[Stored entries]
● ● ●

Issue #598, opened 2021-06-22
Make max byte size configurable


dblessing:
https://github.com/onelogin/ruby-saml/commit/533c84ebfc40f8cbac645b6c76ce4949f95d27d6 mitigated a vulnerability by creating a static max byte size (related to https://github.com/onelogin/ruby-saml/pull/383). We've encountered some cases where the SAML Response exceeds this size due to custom claims, such as when including groups a user is a member of. 

For this reason, it would be great if the max byte size was configurable. 

@pitbulk Do you think this would be a good feature?

pitbulk:
What byte size has your SAMLResponse?

dblessing:
@pitbulk In one case it looks like it was just less than .6MB. We believe some are even larger. 

If it's configurable then each instance can increase it if necessary - otherwise it remains the low .25MB default.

● ● ●

Task goal: Copy the records above, keeping each line identical.

Answer box:
Issue #598, opened 2021-06-22
Make max byte size configurable


dblessing:
https://github.com/onelogin/ruby-saml/commit/533c84ebfc40f8cbac645b6c76ce4949f95d27d6 mitigated a vulnerability by creating a static max byte size (related to https://github.com/onelogin/ruby-saml/pull/383). We've encountered some cases where the SAML Response exceeds this size due to custom claims, such as when including groups a user is a member of. 

For this reason, it would be great if the max byte size was configurable. 

@pitbulk Do you think this would be a good feature?

pitbulk:
What byte size has your SAMLResponse?

dblessing:
@pitbulk In one case it looks like it was just less than .6MB. We believe some are even larger. 

If it's configurable then each instance can increase it if necessary - otherwise it remains the low .25MB default.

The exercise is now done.